=== Begin Enclosure ===

Issue #645, opened 2020-03-18
Winapi's README header is rendered weirdly on docs.rs


lzutao:
Compare between: https://docs.rs/crate/winapi/0.3.8 and https://github.com/retep998/winapi-rs
![winapi-header](https://media.discordapp.net/attachments/541978667522195476/689669739898732567/unknown.png)

PR #646, opened 2020-03-18
Don't add newlines after code snippets in headers

jyn514:
Fixes the very odd behavior on https://docs.rs/crate/winapi/0.3.8

Closes https://github.com/rust-lang/docs.rs/issues/645

r? @GuillaumeGomez

### DIFF
--- a/templates/style.scss
+++ b/templates/style.scss
@@ -813,6 +813,6 @@ i.dependencies.normal {
 }
 
 /* Don't put a newline after code fragments in headers */
-h3 > code {
-  display: inline;
+h3 > code, h4 > code {
+  display: inline-block;
 }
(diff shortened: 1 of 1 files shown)


templates/style.scss
```diff
@@ -811,3 +811,8 @@ i.dependencies.normal {
   visibility: hidden;
   display: none;
 }
+
+/* Don't put a newline after code fragments in headers */
+h3 > code {
+  display: inline;
```
GuillaumeGomez: Just wondering: why `inline` and not `inline-block`?

GuillaumeGomez:
Couldn't find issues so once I have an answer to my question, all good for me!

templates/style.scss
jyn514: I had to look up the difference - `inline-block` prevents newlines within the code snippet, while `inline` would allow line wrapping? In that case we should probably do inline-block.

https://stackoverflow.com/a/45061654/7669110

GuillaumeGomez:
Thanks!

=== End Enclosure ===

Everything from the line containing "Couldn't find issues" to the last line of the entries above should be quoted exactly, and only that.

#### Response:
Couldn't find issues so once I have an answer to my question, all good for me!

templates/style.scss
jyn514: I had to look up the difference - `inline-block` prevents newlines within the code snippet, while `inline` would allow line wrapping? In that case we should probably do inline-block.

https://stackoverflow.com/a/45061654/7669110

GuillaumeGomez:
Thanks!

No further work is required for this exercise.